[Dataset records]
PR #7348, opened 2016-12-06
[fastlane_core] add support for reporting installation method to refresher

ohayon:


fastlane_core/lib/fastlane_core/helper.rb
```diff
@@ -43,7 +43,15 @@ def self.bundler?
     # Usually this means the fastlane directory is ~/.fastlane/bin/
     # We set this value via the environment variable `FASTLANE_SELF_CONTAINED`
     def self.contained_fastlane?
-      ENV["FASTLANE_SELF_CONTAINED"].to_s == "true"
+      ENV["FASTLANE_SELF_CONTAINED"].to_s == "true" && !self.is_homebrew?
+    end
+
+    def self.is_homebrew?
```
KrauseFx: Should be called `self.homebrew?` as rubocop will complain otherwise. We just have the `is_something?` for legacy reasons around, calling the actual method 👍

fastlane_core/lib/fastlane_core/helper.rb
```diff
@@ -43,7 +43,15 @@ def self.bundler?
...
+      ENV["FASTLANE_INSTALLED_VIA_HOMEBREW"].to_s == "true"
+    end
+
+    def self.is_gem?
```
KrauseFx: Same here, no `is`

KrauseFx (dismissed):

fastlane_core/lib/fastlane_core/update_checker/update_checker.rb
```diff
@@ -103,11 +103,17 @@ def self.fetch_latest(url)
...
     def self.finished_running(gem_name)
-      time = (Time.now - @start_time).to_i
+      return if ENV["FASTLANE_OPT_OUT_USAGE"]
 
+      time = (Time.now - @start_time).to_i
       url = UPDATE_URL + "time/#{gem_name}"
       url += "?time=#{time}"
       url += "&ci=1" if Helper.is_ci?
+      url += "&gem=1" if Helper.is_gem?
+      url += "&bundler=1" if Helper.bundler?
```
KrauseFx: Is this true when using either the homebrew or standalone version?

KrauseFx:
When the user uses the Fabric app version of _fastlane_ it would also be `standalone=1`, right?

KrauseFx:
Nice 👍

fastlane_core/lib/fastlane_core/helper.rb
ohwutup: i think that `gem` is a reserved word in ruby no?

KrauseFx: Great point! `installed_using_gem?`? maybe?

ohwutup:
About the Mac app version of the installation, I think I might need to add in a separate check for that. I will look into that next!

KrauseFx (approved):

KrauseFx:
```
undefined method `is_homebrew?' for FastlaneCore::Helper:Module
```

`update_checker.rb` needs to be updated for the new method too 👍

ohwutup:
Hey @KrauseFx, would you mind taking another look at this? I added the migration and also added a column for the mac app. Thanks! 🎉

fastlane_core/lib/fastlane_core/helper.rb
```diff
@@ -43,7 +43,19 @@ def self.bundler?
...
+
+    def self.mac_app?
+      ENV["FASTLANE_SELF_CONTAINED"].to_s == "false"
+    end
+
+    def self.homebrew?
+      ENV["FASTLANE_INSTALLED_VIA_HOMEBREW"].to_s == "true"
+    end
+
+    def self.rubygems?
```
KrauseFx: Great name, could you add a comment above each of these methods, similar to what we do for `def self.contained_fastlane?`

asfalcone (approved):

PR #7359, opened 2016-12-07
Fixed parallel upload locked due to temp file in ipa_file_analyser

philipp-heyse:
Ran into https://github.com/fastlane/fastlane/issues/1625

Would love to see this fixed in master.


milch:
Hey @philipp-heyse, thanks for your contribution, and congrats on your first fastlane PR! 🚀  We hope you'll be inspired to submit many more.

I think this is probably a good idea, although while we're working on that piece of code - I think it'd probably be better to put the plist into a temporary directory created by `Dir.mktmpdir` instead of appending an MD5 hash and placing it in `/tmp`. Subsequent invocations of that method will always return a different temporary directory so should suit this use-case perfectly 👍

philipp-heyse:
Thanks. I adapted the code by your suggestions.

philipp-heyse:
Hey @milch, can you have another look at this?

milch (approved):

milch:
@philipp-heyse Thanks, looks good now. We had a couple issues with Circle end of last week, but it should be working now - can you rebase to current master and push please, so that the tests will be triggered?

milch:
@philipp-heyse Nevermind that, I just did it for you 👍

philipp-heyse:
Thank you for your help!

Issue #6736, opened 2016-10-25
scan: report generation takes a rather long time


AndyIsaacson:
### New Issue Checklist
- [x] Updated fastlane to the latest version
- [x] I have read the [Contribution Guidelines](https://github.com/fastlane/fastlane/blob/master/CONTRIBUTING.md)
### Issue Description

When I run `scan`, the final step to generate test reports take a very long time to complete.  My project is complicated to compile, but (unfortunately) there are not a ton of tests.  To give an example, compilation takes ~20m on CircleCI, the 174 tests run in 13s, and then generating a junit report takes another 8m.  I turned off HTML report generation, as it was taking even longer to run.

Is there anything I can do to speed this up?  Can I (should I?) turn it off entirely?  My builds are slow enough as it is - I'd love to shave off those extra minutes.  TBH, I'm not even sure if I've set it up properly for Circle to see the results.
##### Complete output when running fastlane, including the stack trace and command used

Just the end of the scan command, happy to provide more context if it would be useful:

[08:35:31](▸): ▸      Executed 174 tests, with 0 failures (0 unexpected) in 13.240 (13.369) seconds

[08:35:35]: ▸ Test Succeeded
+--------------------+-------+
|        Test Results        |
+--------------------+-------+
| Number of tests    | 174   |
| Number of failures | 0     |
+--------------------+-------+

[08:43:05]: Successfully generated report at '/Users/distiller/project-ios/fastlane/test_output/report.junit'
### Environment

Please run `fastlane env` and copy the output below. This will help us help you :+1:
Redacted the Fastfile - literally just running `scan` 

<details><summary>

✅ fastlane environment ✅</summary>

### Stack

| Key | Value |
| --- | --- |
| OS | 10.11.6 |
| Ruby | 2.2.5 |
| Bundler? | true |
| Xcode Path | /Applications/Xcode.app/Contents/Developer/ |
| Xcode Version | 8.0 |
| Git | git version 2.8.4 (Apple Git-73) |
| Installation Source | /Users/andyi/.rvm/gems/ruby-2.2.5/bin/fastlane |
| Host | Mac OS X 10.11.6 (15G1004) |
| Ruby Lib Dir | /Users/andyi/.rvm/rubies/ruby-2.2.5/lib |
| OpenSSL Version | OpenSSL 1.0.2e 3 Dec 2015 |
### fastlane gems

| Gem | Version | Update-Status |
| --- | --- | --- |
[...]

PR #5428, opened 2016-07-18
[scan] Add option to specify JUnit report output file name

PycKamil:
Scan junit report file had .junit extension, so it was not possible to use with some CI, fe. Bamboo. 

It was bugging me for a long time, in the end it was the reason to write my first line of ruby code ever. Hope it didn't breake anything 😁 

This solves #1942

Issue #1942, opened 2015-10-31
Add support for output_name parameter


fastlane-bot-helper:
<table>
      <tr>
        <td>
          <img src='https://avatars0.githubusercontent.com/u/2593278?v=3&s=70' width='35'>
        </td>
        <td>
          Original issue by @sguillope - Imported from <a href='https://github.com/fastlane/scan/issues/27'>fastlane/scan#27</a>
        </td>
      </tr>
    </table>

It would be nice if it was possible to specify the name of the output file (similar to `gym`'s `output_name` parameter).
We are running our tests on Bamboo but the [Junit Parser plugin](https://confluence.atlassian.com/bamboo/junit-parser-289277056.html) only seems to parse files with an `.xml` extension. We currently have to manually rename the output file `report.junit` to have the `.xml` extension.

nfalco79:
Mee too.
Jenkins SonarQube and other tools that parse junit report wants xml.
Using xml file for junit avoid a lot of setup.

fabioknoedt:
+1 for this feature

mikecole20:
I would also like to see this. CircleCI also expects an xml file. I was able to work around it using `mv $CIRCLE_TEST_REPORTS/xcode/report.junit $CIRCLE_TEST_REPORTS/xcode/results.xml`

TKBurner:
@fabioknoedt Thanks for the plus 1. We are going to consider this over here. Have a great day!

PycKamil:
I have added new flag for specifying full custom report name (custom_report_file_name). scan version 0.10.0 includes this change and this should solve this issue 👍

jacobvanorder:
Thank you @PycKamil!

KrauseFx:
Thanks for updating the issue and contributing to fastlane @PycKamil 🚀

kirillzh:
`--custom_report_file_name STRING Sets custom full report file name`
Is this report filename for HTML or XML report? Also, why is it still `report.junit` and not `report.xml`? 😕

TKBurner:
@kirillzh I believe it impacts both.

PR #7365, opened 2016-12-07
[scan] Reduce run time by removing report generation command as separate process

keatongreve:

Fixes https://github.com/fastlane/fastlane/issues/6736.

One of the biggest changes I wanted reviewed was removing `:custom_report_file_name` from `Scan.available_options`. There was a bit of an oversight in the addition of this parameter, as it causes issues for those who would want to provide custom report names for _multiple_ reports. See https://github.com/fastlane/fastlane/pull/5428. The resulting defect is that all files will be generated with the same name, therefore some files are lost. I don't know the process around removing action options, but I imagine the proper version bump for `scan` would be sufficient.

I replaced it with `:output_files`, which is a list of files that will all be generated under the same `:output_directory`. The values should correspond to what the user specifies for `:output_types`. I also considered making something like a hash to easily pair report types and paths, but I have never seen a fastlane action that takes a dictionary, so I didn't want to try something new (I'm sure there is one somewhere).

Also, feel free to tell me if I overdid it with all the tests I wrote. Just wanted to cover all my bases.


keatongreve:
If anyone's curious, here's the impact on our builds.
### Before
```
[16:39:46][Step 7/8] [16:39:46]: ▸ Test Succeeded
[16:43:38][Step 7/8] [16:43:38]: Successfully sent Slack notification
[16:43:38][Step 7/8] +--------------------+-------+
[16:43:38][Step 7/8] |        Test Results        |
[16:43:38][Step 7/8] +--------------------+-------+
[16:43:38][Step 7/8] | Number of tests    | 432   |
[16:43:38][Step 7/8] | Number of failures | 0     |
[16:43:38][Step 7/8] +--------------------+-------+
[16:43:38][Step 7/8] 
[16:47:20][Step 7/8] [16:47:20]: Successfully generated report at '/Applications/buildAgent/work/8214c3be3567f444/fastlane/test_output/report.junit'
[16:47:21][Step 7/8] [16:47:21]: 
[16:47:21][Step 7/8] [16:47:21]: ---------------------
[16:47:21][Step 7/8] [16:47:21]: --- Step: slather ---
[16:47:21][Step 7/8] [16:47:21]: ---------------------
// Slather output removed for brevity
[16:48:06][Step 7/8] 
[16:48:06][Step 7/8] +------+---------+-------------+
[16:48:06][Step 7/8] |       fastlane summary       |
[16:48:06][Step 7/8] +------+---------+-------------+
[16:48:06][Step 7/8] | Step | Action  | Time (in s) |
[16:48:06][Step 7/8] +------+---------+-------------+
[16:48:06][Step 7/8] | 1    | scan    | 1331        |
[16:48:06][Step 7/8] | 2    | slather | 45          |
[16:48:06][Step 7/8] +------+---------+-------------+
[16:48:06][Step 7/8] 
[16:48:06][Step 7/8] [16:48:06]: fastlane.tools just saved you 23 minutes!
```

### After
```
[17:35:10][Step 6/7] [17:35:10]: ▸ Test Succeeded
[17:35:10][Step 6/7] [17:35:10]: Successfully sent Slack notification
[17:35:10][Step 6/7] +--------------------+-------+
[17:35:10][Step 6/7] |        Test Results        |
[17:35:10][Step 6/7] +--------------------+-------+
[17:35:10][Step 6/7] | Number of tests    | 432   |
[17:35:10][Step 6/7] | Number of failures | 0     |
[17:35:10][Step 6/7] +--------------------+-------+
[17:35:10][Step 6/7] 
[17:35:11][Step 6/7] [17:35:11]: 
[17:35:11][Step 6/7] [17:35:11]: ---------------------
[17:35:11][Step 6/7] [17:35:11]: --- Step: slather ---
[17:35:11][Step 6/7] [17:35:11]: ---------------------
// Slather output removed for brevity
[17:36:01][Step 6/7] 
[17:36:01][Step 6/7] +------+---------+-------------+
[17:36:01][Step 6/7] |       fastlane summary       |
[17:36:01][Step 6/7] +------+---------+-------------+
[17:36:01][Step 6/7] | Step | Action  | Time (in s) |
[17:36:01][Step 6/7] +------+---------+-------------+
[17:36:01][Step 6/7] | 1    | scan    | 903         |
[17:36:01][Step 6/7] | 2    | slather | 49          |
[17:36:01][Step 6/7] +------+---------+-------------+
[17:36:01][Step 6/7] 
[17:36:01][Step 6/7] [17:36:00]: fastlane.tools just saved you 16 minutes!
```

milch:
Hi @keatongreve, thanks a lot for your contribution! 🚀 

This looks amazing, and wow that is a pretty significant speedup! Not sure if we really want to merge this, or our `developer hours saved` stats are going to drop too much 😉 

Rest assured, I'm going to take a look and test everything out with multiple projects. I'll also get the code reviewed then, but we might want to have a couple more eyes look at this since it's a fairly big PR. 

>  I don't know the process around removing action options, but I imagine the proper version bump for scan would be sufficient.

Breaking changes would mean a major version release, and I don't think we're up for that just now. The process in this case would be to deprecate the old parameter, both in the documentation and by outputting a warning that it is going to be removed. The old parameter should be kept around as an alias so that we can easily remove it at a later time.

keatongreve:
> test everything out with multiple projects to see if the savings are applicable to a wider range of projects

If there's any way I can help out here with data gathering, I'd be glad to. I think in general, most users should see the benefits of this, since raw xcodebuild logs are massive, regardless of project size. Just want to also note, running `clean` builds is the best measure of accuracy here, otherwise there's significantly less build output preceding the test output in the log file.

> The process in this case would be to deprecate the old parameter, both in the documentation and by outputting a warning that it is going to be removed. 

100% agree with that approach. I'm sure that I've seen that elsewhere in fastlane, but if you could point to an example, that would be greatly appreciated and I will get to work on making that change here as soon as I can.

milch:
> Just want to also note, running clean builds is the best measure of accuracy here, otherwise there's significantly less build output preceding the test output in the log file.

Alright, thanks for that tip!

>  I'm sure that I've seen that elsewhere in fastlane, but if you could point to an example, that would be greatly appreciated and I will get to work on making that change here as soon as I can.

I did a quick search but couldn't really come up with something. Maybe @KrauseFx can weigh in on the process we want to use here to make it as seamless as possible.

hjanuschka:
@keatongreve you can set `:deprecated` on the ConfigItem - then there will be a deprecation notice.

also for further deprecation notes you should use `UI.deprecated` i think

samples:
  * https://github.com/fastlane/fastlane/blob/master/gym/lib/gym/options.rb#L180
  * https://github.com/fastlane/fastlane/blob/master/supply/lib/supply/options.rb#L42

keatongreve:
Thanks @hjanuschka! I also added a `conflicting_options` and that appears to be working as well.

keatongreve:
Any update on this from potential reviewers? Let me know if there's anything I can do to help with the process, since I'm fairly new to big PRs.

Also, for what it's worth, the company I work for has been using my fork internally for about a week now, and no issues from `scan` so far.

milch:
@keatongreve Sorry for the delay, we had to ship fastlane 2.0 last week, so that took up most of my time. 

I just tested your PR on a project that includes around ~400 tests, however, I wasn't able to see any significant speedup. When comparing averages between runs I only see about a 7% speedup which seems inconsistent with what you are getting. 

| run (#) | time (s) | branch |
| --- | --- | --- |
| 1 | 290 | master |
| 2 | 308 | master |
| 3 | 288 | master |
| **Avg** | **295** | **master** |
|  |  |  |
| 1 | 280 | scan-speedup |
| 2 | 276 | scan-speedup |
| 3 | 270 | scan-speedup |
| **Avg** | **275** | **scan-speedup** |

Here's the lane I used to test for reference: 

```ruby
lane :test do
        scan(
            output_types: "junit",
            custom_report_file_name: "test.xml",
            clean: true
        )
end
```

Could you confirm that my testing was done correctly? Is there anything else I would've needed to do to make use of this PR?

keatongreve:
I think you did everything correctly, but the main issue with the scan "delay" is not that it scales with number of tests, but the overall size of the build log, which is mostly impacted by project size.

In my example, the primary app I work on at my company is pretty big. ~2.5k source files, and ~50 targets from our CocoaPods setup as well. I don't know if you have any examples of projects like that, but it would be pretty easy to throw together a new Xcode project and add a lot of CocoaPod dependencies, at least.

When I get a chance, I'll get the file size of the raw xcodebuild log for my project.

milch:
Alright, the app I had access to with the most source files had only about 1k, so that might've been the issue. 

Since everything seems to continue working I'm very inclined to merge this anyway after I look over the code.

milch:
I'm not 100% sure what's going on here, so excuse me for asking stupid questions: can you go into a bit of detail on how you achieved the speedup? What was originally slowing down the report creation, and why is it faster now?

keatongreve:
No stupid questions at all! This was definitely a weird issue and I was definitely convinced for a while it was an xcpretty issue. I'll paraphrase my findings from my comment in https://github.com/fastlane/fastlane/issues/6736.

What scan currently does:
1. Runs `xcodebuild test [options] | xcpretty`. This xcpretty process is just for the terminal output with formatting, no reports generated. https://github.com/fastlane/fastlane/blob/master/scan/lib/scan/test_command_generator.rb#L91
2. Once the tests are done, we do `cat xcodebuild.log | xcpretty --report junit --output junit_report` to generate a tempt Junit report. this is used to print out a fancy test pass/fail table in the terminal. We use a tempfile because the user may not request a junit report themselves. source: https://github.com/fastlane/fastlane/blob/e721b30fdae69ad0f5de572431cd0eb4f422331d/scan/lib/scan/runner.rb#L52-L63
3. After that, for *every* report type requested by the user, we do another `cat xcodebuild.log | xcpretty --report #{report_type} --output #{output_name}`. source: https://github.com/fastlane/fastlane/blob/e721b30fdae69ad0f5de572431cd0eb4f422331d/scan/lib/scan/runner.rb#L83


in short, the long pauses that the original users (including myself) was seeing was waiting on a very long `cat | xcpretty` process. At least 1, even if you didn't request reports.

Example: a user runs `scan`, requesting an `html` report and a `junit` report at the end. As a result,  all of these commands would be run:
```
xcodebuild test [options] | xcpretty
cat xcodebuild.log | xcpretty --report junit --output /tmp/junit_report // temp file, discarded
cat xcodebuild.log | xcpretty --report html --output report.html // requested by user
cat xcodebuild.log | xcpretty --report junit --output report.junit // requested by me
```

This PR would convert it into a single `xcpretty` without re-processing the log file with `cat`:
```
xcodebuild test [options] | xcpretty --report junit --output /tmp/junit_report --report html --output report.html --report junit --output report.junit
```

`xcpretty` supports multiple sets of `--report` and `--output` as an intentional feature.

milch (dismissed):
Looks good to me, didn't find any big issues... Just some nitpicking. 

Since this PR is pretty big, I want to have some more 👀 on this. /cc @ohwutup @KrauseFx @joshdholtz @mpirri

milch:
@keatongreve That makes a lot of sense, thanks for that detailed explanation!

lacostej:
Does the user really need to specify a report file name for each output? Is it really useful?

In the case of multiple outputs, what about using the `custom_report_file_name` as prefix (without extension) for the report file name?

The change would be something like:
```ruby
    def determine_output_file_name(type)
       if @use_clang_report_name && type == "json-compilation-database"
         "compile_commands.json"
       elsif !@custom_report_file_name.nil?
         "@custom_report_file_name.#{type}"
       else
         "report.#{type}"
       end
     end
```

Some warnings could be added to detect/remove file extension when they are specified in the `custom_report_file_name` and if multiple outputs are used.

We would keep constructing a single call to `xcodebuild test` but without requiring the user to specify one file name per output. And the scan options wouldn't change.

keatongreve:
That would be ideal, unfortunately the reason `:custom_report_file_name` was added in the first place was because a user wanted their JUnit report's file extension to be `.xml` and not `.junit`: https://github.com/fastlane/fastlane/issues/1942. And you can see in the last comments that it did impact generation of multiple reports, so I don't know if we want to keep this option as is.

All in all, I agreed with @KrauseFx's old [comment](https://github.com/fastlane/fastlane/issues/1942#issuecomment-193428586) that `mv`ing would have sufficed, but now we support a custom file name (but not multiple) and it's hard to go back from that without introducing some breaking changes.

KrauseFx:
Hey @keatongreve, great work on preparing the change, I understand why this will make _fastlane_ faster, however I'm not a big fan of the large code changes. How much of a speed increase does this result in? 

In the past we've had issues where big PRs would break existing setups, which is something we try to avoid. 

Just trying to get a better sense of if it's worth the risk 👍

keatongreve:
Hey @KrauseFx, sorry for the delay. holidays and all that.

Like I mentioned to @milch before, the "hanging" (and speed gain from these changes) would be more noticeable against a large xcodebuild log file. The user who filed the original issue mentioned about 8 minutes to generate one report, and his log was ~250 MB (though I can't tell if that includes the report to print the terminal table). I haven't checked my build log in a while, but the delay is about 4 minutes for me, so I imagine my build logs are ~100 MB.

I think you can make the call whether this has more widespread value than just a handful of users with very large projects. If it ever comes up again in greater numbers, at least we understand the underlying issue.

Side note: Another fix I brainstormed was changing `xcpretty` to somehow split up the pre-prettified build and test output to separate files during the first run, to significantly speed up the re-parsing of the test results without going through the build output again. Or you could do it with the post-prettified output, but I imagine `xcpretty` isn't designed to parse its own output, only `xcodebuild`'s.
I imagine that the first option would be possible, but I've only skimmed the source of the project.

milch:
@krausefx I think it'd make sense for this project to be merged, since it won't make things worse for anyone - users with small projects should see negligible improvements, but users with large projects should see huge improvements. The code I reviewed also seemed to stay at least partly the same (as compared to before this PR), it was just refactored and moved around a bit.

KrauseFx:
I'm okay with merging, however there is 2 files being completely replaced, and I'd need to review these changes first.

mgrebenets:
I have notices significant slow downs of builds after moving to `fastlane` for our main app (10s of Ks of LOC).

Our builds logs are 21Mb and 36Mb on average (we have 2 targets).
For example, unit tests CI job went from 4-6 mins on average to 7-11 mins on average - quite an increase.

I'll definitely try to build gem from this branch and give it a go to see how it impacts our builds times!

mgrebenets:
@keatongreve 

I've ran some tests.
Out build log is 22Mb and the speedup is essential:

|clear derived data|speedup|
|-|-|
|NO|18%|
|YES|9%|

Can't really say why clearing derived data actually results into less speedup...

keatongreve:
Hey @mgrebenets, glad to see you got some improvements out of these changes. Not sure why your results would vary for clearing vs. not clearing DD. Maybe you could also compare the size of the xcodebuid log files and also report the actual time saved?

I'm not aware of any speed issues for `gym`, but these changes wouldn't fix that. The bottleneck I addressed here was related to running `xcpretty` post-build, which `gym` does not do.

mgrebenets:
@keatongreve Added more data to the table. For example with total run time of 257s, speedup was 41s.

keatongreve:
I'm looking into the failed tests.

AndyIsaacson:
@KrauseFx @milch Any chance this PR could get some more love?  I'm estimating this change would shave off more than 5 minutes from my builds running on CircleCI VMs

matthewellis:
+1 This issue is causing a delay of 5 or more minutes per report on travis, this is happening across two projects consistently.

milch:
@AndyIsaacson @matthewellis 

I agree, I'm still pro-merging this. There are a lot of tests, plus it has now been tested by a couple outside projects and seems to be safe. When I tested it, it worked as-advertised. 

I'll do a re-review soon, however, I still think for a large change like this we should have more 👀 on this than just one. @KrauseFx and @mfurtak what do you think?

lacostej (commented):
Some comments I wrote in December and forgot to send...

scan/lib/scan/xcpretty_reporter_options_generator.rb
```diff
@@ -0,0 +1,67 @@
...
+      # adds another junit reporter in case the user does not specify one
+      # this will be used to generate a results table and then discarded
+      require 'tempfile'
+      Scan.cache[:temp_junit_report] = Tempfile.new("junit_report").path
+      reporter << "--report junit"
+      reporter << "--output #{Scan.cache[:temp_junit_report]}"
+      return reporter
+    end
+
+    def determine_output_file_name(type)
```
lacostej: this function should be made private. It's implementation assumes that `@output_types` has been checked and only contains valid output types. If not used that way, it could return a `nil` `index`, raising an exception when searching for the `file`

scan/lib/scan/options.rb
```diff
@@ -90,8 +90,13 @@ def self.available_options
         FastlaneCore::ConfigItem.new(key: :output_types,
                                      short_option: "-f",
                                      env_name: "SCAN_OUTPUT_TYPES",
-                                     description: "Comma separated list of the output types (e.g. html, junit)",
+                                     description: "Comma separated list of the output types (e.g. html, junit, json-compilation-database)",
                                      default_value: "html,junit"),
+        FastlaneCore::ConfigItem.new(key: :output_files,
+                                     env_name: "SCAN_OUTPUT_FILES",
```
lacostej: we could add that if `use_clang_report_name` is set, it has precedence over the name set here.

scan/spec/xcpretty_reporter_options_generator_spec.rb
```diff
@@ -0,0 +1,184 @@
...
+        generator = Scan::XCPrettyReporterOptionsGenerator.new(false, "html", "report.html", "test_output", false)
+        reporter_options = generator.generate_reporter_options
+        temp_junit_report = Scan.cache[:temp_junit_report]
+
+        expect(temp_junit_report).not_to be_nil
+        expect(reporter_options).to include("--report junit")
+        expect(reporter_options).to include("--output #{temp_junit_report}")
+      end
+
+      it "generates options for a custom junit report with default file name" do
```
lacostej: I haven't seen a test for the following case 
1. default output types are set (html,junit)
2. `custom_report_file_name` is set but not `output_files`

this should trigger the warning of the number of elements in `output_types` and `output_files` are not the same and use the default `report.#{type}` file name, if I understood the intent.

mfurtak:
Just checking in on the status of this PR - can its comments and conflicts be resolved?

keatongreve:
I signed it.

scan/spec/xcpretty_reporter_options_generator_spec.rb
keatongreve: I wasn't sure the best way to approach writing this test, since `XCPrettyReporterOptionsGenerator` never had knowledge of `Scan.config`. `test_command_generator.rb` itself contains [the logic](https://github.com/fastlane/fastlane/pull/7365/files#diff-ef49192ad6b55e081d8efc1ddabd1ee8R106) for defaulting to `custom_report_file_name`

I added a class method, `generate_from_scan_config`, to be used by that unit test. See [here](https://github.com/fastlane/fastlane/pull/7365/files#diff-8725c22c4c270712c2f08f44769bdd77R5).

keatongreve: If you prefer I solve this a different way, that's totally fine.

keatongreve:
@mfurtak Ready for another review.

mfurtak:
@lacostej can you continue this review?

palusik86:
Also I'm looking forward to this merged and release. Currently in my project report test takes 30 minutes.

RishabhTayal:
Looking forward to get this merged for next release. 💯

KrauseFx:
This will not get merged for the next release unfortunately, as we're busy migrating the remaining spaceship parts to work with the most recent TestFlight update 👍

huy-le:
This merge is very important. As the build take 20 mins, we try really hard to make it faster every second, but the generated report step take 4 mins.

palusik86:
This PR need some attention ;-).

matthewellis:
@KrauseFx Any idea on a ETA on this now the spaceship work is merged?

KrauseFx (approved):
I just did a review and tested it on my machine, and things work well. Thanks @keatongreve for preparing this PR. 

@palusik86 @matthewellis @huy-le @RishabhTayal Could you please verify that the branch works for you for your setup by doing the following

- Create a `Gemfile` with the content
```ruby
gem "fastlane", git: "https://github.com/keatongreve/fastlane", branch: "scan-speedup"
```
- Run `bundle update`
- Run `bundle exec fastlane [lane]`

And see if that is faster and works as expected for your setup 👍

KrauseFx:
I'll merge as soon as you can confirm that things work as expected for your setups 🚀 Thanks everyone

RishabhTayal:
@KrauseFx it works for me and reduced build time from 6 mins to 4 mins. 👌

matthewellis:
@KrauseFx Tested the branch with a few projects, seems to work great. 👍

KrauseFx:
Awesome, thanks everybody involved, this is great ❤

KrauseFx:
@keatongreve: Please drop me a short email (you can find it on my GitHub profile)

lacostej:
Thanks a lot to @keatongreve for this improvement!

**Exercise brief**:
Across the data, how many lines contain the string "bump"? Only the number is wanted.

**Written answer**:
2